Pancreatic triglyceride lipase (PTL), an enzyme of digestive system, plays very important roles in the digestion and absorption of lipids. However, its distribution and function in the central nervous system (CNS) remains unclear. In the present study, we mainly investigated the expression and cellular localization of PTL during traumatic brain injury (TBI). Western blot and RT-PCR analysis revealed that PTL was present in normal rat brain cortex. It gradually increased, reached a peak at the 3rd day after TBI, and then decreased. Double immunofluorescence staining showed that PTL was co-expressed with neuron, but had a few colocalizations in astrocytes. When TBI occurred in the rat cortex, the expression of PTL gradually increased, reached the peak at the 3rd day after TBI, and then decreased. Importantly, more PTL was colocalized with astrocytes, which is positive for proliferating cell nuclear antigen (PCNA). In addition, Western blot detection showed that the 3rd day post injury was not only the proliferation peak indicated by the elevated expression of PCNA, glial fibrillary acidic protein (GFAP) and cyclin D1, but also the apoptotic peak implied by the alteration of caspase-3 and bcl-2. These data suggested that PTL may be involved in the pathophysiology of TBI and PTL may be complicated after injury, more PTL was colocalized with astrocytes. Importantly, injury-induced expression of PTL was colabelled by proliferating cell nuclear antigen (proliferating cells marker), and the western blot for GFAP, PCNA and cyclin D1, showed that 3 days post injury was the proliferation peak, in coincidence to it, the protein level change of caspase-3 and bcl-2 revealed that the stage was peak of apoptotic too. These data suggested that PTL may be involved in the pathophysiology of TBI and that PTL may be implicated in the proliferation of astrocytes and the recovery of neurological outcomes. But the inherent mechanisms remained unknown. Further studies are needed to confirm the exact role of PTL after brain injury.

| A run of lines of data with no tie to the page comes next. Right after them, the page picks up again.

PR #12436, opened 2018-03-12
Add notes how to install Spring Boot CLI on Windows using Scoop

andreysaksonov:
App manifest for Spring Boot CLI is available in scoop-extras now (https://github.com/lukesampson/scoop-extras/pull/838)

### DIFF
--- a/spring-boot-project/spring-boot-docs/src/main/asciidoc/getting-started.adoc
+++ b/spring-boot-project/spring-boot-docs/src/main/asciidoc/getting-started.adoc
@@ -387,6 +387,24 @@ completion scripts are automatically registered with your shell.
 
 
 
+[[getting-started-scoop-cli-installation]]
+==== Windows Scoop Installation
+If you are on a Windows and use http://scoop.sh/[Scoop], you can install the Spring Boot
+CLI by using the following commands:
+
+[indent=0]
+----
+	> scoop bucket add extras
+	> scoop install springboot
+----
+
+Scoop installs `spring` to `~/scoop/apps/springboot/current/bin`.
+
+NOTE: If you do not see the app manifest, your installation of scoop might be out-of-date. In
+that case, run `scoop update` and try again.
+
+
+
 [[getting-started-cli-example]]
 ==== Quick-start Spring CLI Example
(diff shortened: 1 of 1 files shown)


philwebb:
Thanks for the PR. I'm not a Windows user so I've not used scoop before. Is it similar to homebrew on the mac?

My only concern with merging this is that we ideally need a way to keep things updated when we release a new version.

We currently have our [own homebrew tap repository](https://github.com/pivotal/homebrew-tap) which means we can immediately update the version on a release. We also have [SDKMan](http://sdkman.io/) which provides an API for us to call when we release a new version.

Perhaps we just need to update our release process to generate the `springboot.json` file used by scoop so that we can easily submit a PR.

With homebrew we have a [template file](https://github.com/spring-projects/spring-boot/blob/master/spring-boot-project/spring-boot-cli/src/main/homebrew/springboot.rb) that gets up [updated with each release](https://github.com/spring-projects/spring-boot/blob/b88e3cb27e48c6443cfe376e5bcbc16ae09a02aa/spring-boot-project/spring-boot-cli/pom.xml#L302-L340).

andreysaksonov:
@philwebb yes, scoop is like homebrew for Windows, "taps" there called "buckets" (example: https://github.com/andreysaksonov/scoop-bucket I used prior to merge of springboot.json to well-known "extras" bucket).

Scoop has autoupdate feature (check "checkver" and "autoupdate" fields here: https://github.com/lukesampson/scoop-extras/pull/838/files#diff-4837d1242bcd34c44b8e505f5c8ca524R15), so until version pattern of spring-boot-cli on GitHub will change (unlikely) or repository layout will change (unlikely) this manifest should not require any maintenance to get up-to-date spring-boot-cli.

胰腺甘油三酯脂肪酶(PTL)是一种消化系统酶,在脂质的消化和吸收中发挥着非常重要的作用。然而,其在中枢神经系统(CNS)中的分布和功能尚不清楚。在本研究中,我们主要研究了创伤性脑损伤(TBI)过程中 PTL 的表达和细胞定位。Western blot 和 RT-PCR 分析显示 PTL 存在于正常大鼠大脑皮质中。它逐渐增加,在 TBI 后第 3 天达到峰值,然后下降。双重免疫荧光染色显示 PTL 与神经元共表达,但与星形胶质细胞的共定位较少。当大鼠皮质发生 TBI 时,PTL 的表达逐渐增加,在 TBI 后第 3 天达到峰值,然后下降。重要的是,更多的 PTL 与星形胶质细胞共定位,这些星形胶质细胞呈增殖细胞核抗原(PCNA)阳性。此外,Western blot 检测显示,损伤后第 3 天不仅是 PCNA、胶质纤维酸性蛋白(GFAP)和细胞周期蛋白 D1 表达升高所表示的增殖高峰,也是 caspase-3 和 bcl-2 改变所暗示的凋亡高峰。这些数据表明 PTL 可能参与 TBI 的病理生理学过程,PTL 可能在损伤后变得复杂,更多的 PTL 与星形胶质细胞共定位。重要的是,损伤诱导的 PTL 表达与增殖细胞核抗原(增殖细胞标志物)共定位,GFAP、PCNA 和细胞周期蛋白 D1 的 Western blot 显示,损伤后第 3 天是增殖高峰,与之巧合的是,caspase-3 和 bcl-2 的蛋白水平变化表明该阶段也是凋亡高峰。这些数据表明 PTL 可能参与 TBI 的病理生理学过程,并且 PTL 可能涉及星形胶质细胞的增殖和神经功能恢复。但内在机制尚不清楚。需要进一步的研究来确认脑损伤后 PTL 的确切作用。